Zeta se llamó así porque era la última que había llegado y porque mi nombre y el de mi madre llevan esa letra. Zeta era alegre, pesada, cariñosa, activa, cercana, leal, glotona, ansiosa y sonreía más que muchos humanos. Sí, sonreía cuando estaba contenta, enseñando los dientes. Hasta el punto que si no la conocías, pensabas que los enseñaba por lo contrario. Pero no, Zeta sonreía de alegría por verte entrar por la puerta de casa, por verte entrar por la puerta del salón, por verte, por estar contigo y que tú estuvieras con ella. Como tantos perros, ella pensaba que era humana y que debía sentarse a la mesa con nosotros, o compartir sofá a la hora de la siesta, o cama en las noches de invierno. Zeta murió el martes pasado, aparentemente de una hiperglucemia, o eso es lo que nos dijo el veterinario. Porque Zeta, además, era diabética..

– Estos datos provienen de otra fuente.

PR #168, opened 2018-07-04
Bugsnag only in app mode

modulesio:
`Bugsnag`+`fault-zone` hangs `mocha` tests by holding the loop. So, only add them if this is a module boot rather than a `require`.

Also, not sure if we want to be snagging test results.

### DIFF
--- a/index.js
+++ b/index.js
@@ -12,18 +12,6 @@ const url = require('url');
 const child_process = require('child_process');
 const repl = require('repl');
 
-require(path.join(__dirname, 'bugsnag'));
-require('fault-zone').registerHandler((stack, stackLen) => {
-  const message = new Buffer(stack, 0, stackLen).toString('utf8');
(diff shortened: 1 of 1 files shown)


ngokevin:
How are errors in general handled in Exokit? I often see errors crashing the browser versus being caught. I was able to start running A-Frame unit tests (which are DOM-heavy) through Karma (in-browser unit test runner) and Exokit and it'd die on test failures.

modulesio:
It's straight `node`, with all of the implications. The strategy so far has been whenever we call into user code (which is relatively well-defined), we try-catch and log. There have been cases where we weren't doing this, but if it happens it's a bug.

That is separate from this PR though. Snagging bugs should only happen when there is a full crash, not because some user handler threw. For the latter it should log and try to chug onwards best effort as any browser would.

Pero no sólo por Zeta me declaro hoy animalista. También por ser yo, ser nosotros los humanos, animales. Y por tanto por sabernos dentro de la Naturaleza. Ser animal es una parte fundamental y muy necesaria de nuestra realidad y ayuda mucho a entendernos los unos con los otros (a pesar de Twitter) y a entendernos todos con el planeta. Ser animal es tocarse, acariciarse, chuparse, comunicarse sin palabras, ser animal es calentar al de mi especie y respetar al de la de enfrente, ser animal es no cuestionar los ciclos de la vida, no estar por encima de ella, no argumentar los porqués, no engrandecer los hechos, sino sólo vivirlos en su justa medida. Ser animal es reconocer con los instintos, aspirar mediante las emociones y actuar con la conducta. Todo ello antes de pensar, como hacemos los humanos. Ser animal es cuidarnos y cuidar, ser animal es vivir.
Pasen una bonita y animal semana de agosto. Zeta descansa en paz.